── Record excerpts ──
PR #5722, opened 2022-02-16
Update guidance on spec "when" for consistency

mheiber:
*For now*, standardize on the simple substitution
interpretation of `::` in constraints. Bounded
quantification could always be added later with
dedicated syntax (`<:` or `subtype_of`, etc.).

## Standardization

Previously, guidance for `when` in specs was that tools could *decide* whether to implement bounded quantificaiton or not.

That's a dangerous path in a world where we want users and OTP team to be able to write specs *once* and not split the ecosystem.

So if we're going for consistency, then we have a choice of whether to say `when` in specs is for bounded quantification or simple substitution.

## Two Interpretations: Subsitution vs. Bounds

- Substitution interpretation: `-spec id_tup(X) -> X when X :: tuple()`
is equivalent to `-spec id_tup(tuple()) -> tuple().`
- Bounded quantification interpretation:
`-spec id_tuple(X) -> X :: tuple()` is generic and bounds
`X` to be a `tuple()`. This is the kind of thing that might
be written in made-up explicit syntax as
`-spec id_tuple<T extends tuple()>(T) -> T`.
`id_tuple(an_atom)` would lead to a type error and
`id_tuple({a, b})` would have return type `{a, b}`.

There are both pragmatic and theoretical reasons in favor of
the substitution interpretation.

## Reasons in Favor of The Substitution Interpretation

1. The substitution interpretation **reflects Erlang reality**.
   - Dialyzer, Gradualizer, and mystery-type-checker all use
   the substitution interpretation.
   - Most OTP specs don't make much sense on the bounded quanitification
   interpretation. `:: term()` appears over 2000 times in this repo,
   but why would someone bound something to be a subtype of `term()`?
2. The substitution interpretation makes things easier for implementers,
including contributors to this repo. Dialyzer currently (iuc) doesn't
handle generics as generics at all. It sounds easier to add unbounded
genericity first rather than committing to the more complex bounded
quantification.
3. The substitution interpretation is more syntactically consistent. In `-type ty() :: atom()`, for example, the `::` means "is", not  "some type that is a subtype of atom()".
4. I sometimes see Erlang devs confused about the difference between
type variables and `term()` ([example in Q&A](https://youtu.be/_u1NDuFsW2A?t=1528)). Bounded quantification is yet another rung of complexity for users.
5. Bounded quantification is a complex feature that ideally would be
incorporated into the language in a holistic way:
    - For example, it would be an odd barrier to composability if
    specs could express bounds but type aliases and opaques could not.
    Such an asymmetry would prevent seemingly trivial refactors such
    as extracting out parts of a long spec into type aliases.
    - To take another example, if bounds really are part of types,
    then error reporting for static analysis ideally would include
    bounds as well. It takes some work to do this in a way that
    is both informative and not befuddling.
    - Variance interacts with bounded quantification,
    but the variance story is still being written.
    [@jhogberg is investigating variance annotations for aliases and opaques](https://github.com/erlang/otp/pull/5223#issuecomment-924917745).

## Note on Backwards-Compatibility

This is a minor change in official guidance.

This change in guidance won't break anything as far as I can tell,
so I don't think we tarnish Erlang's great reputation as a stable, backwards-compatible language.

And this change improves the situation going forward: standardizing will help preventing the type-writing community from splitting in the future.

> Thanks for your time in considering this docs update

### DIFF
--- a/system/doc/reference_manual/typespec.xml
+++ b/system/doc/reference_manual/typespec.xml
@@ -550,40 +550,22 @@
       For example, the following specification defines the type of a
       polymorphic identity function:
     </p>
-    <pre>
-  -spec id(X) -> X.</pre>
+    <pre> -spec id(X) -> X.</pre>
     <p>
-      Notice that the above specification does not restrict the input
-      and output type in any way.
-      These types can be constrained by guard-like subtype constraints
-      and provide bounded quantification:
+    Notice that the above specification restricts the output type
+    to be the same as the input type, but imposes no other requirements.
+    So `id(atom())` is expected to return `atom()` and `id({a, b})` is
+    expected to return `{a, b}`.
     </p>
-    <pre>  -spec id(X) -> X when X :: tuple().</pre>
-    <p>
-      Currently, the <c>::</c> constraint
-      (read as &laquo;is a subtype of&raquo;) is
-      the only guard constraint that can be used in the <c>when</c>
-      part of a <c>-spec</c> attribute.
+    <p>Constraint syntax is permitted in function specifications.
+    The meaning of such constraints is the same as substituting the
+    right-hand side of <c>::</c> for the left-hand side. The following
+    two definitions are equivalent
     </p>
-    <note>
-      <p>
-      The above function specification uses multiple occurrences of
-      the same type variable. That provides more type information than the
-      following function specification, where the type variables are missing:
-      </p>
-      <pre>  -spec id(tuple()) -> tuple().</pre>
-      <p>
-	The latter specification says that the function takes some tuple
-	and returns some tuple. The specification with the <c>X</c> type
-	variable specifies that the function takes a tuple and returns
-	<em>the same</em> tuple.
-      </p>
-      <p>
-	However, it is up to the tools that process the specifications
-        to choose whether to take this extra information into account
-        or not.
-      </p>
-    </note>
+    <pre>  -spec id_atom(X) -> X when X :: atom().
+           % equivalent to
+           -spec id_atom(atom()) -> atom().
+    </pre>
     <p>
       The scope of a <c>::</c> constraint is the
       <c>(...) -> RetType</c>


kostis:
The PR, at some point, has a title which reads:
> Two Interpretations: Subsitution vs. Bounds

Besides the typo, this PR gives (to me, at least) the impression that its writer thinks that these two interpretations are mutually exclusive.  They are not.   Substitution is just a special case of bounded quantification.

Once upon a time, `when` clauses had (exclusively) an `is_subtype/2` constraint, which is what this is all about.  Somebody thought it was _cute_ that `::` was used as a shorthand of `is_subtype` and went ahead and used it all over the place (often substituting the `is_subtype` constraints), probably without (fully) realizing the consequences of this change.

In any case, `::` should really be read _is subtype (subset) of _.  It's really bounded quantification.  But yes, in the majority of examples, substitution suffices; not in all cases though and (IMO) it is **wrong** if the docs give this impression to their reader(s).  Take `append` as an example.  It's perfectly OK -arguably it's the right thing to do- to spec it as:

```erlang
-spec append([X], [Y]) -> [Z] when X :: Z, Y :: Z.
```
and have an analysis that warns that the following code:

```erlang
foo(L1, L2) ->
    N = length(L1),
    R = [X || X <- L2, X < 0],
    case append([N], L2)  of
        R -> ...
    end. 
```

will always fail (based on just type information; not based on some more complex reasoning).


By the way, it is not true that a type declaration like
```erlang
-type ty() :: atom().
```
declares that `ty()` _is_ the set of all atoms.  It's perfectly alright to think of this declaration as "ty() is some subset (subtype) of the set of all atoms"  (and, as an Erlang programmer, I am too lazy to tell you _exactly_ which one(s)).

Botttomline: This PR should be dropped.

mheiber:
> Botttomline: This PR should be dropped.

That's a bit strong, isn't it?

I appreciate your reply and it does help clarify some of the history and intent.

mheiber:
I changed the list of reasons in favor of the substitution interpretation from a numbered list to a bulleted list, so we can point to particular ones.

Kostis engaged with (4), which is the weakest point I gave in favor of the substitution approach. I wrote:

> The substitution interpretation is more syntactically consistent. In `-type ty() :: atom()`, for example, the `::` means "is", not  "some type that is a subtype of atom()".

Kostis [replied](https://github.com/erlang/otp/pull/5722#issuecomment-1042387730):

>  It's perfectly alright to think of this declaration as "ty() is some subset (subtype) of the set of all atoms" (and, as an Erlang programmer, I am too lazy to tell you exactly which one(s)).

A type checker should probably reject this code:

-spec id(atom()) -> a.
id(X) -> X. % Error: expected a but got atom().

Wouldn't the subtype reading of `::` in `-type ty() :: atom()` imply that a type checker should reject the following code?

```
-type ty() :: atom().

-spec id(atom()) -> ty().
id(X) -> X.   % Error: expected ty(), but got atom()
```

kostis:
> A type checker should probably reject this code:
> 
> -spec id(atom()) -> a. id(X) -> X. % Error: expected a but got atom().
> 
> Wouldn't the subtype reading of `::` in `-type ty() :: atom()` imply that a type checker should reject the following code?
> 
> ```
> -type ty() :: atom().
> 
> -spec id(atom()) -> ty().
> id(X) -> X.   % Error: expected ty(), but got atom()
> ```

What does this PR have to do with what _some_ type checker would or would not do?  Of course, it can do what it pleases (whatever it thinks it is best for its preferred interpretation of types and specs).

This is _exactly_ what's being discussed here.  You seem to be arguing about _imposing_ some particular interpretation to what types and specs mean, while I am arguing for leaving all possible (sensible) interpretations open for tools to decide which one(s) to employ.

Hence my objection to this PR being merged.

mheiber:
point taken re not editing previous messages, sorry about that

mheiber:
>  You seem to be arguing about imposing some particular interpretation to what types and specs mean, while I am arguing for leaving all possible (sensible) interpretations open for tools to decide which one(s) to employ.

I agree this is the heart of the matter. I was assuming that we'd want everyone to agree on what specs mean, the same way we agree about what Erlang expressions mean. But you've obviously thought about this more than me and want to leave specs open to interpretation. How can I learn more about this? Could  we discuss 1:1?

jhogberg:
Thanks for the PR!

> Previously, guidance for when in specs was that tools could decide whether to implement bounded quantificaiton or not.

Tools can decide whether to ignore the connection between `X` in specs such as  `id(X) -> X when X :: tuple()`, but they must still interpret `::` as "subtype of," much like how the argument to `func(tuple()) -> ok` should be read as "subtype of `tuple()`".

> I agree this is the heart of the matter. I was assuming that we'd want everyone to agree on what specs mean, the same way we agree about what Erlang expressions mean.

We agree, it's important to have a well-defined type language. However -- while the documentation could be clearer -- we consider our type language to be well-defined already.

While we're open to standardizing on the substitution interpretation at some point in the future, we're hesitant to take steps in this direction without having decided that's where we want to go. We want to be reasonably sure that it will help tools find more problems than the current interpretation before we go ahead.

mheiber:
@jhogberg thanks for your thoughts on this issue. To check my understanding, is this an accurate summary?
1. The team wants to provide clear, consistent guidance on what specs and aliases mean.
2. The current guidance is intended to be that `when` clauses have the bounded quantification interpretation.
3. The guidance *may* change in future to the substitution interpretation.


If this is right, what's the best way to track (3)? Shall I leave this issue open or close it and reopen in 6 months so we can see where things are then?

jhogberg:
> If this is right, I'm interested in following (3). How about I close this issue and reopen in 6 months so we can see where things are then?

Yes, that's right. I'll try to bump it if we have an update too. :)

ilya-klyuchnikov:
> In any case, :: should really be read _is subtype (subset) of _.

@kostis - does it mean that dialyzer misbehaves wrt this example?

```erlang
-module(interface).

-callback run() -> {ok, atom()} | {error, term()}.
```

```erlang
-module(implementation).
-behaviour(interface).

%% API
-export([run/0]).

-spec run() -> Res when Res :: tuple().
run() ->
  {ok, ok}.
```

```
dialyzer interface.erl implementation.erl
  Proceeding with analysis...
implementation.erl:7:2: The return type 
          tuple() in the specification of run/0 is not a subtype of 
          {'error', _} | {'ok', atom()}, which is the expected return type for the callback of the interface behaviour
 done in 0m0.12s
```

Staying on a position that `Res when Res :: tuple()` means some `Res` that is a subtype of `tuple()`, - why does dialyzer even mention tuple() here?

jhogberg:
It complains because the specification for `run/0` is more allowing than that of the callback, which means it's either redundant or incorrect (in this case the former because `tuple()` is a strict superset of the actual return).

jhogberg:
`Res :: tuple()` means that `Res` has some specific value that can be found in the set of all tuples.

`Res :: {foobar, term()}` means that `Res` has some specific value that can be found in the set of all 2-tuples whose first element is `foobar`.

Taken together, the first subtype constraint (`-spec run ...`) is redundant because it completely covers the latter (`-callback run ...`).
───
What you need to do
Look above for the line with "This change in" and the line with "no other requirements.". Write out those two lines and all the lines between them, exactly, and no others.

Output for this task
This change in guidance won't break anything as far as I can tell,
so I don't think we tarnish Erlang's great reputation as a stable, backwards-compatible language.

And this change improves the situation going forward: standardizing will help preventing the type-writing community from splitting in the future.

> Thanks for your time in considering this docs update

### DIFF
--- a/system/doc/reference_manual/typespec.xml
+++ b/system/doc/reference_manual/typespec.xml
@@ -550,40 +550,22 @@
       For example, the following specification defines the type of a
       polymorphic identity function:
     </p>
-    <pre>
-  -spec id(X) -> X.</pre>
+    <pre> -spec id(X) -> X.</pre>
     <p>
-      Notice that the above specification does not restrict the input
-      and output type in any way.
-      These types can be constrained by guard-like subtype constraints
-      and provide bounded quantification:
+    Notice that the above specification restricts the output type
+    to be the same as the input type, but imposes no other requirements.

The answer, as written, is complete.